Once you reach the line that holds "There is a known" in the listing below, output it and every line after it through the line that holds "PTAL, blocks #268.", word for word.

Extracted material:
* * *

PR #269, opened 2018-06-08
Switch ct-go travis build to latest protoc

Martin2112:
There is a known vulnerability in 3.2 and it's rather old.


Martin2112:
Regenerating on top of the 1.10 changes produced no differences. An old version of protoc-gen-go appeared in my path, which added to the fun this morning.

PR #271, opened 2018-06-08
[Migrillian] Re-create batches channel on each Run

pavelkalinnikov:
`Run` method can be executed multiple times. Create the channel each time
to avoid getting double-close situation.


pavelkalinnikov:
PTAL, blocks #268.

* * *

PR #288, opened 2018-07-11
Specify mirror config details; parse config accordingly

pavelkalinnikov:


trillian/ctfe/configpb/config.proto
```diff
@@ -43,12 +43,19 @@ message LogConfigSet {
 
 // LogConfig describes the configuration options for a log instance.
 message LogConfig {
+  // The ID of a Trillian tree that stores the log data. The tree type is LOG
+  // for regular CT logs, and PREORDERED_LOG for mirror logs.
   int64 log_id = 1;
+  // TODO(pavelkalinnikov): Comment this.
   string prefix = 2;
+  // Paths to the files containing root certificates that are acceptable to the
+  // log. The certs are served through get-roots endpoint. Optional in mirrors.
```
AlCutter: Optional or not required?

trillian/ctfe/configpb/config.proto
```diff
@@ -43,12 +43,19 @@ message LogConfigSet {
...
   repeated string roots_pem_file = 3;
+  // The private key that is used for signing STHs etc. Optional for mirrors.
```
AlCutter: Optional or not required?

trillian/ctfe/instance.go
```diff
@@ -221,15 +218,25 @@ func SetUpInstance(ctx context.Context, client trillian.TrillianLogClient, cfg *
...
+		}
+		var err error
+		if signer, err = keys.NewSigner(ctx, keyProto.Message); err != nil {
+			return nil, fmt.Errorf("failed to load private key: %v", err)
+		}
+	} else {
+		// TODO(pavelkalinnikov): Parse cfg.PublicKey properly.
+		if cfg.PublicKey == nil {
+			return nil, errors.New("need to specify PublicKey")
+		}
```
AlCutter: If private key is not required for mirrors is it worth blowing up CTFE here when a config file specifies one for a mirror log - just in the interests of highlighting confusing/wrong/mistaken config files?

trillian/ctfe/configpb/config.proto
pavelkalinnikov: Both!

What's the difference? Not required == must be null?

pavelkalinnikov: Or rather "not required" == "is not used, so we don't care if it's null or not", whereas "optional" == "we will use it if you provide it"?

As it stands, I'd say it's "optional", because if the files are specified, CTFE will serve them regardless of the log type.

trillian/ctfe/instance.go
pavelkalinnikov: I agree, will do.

* * *

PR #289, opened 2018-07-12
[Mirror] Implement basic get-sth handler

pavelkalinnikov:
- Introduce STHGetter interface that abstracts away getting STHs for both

* * *

Task answer:
There is a known vulnerability in 3.2 and it's rather old.


Martin2112:
Regenerating on top of the 1.10 changes produced no differences. An old version of protoc-gen-go appeared in my path, which added to the fun this morning.

PR #271, opened 2018-06-08
[Migrillian] Re-create batches channel on each Run

pavelkalinnikov:
`Run` method can be executed multiple times. Create the channel each time
to avoid getting double-close situation.


pavelkalinnikov:
PTAL, blocks #268.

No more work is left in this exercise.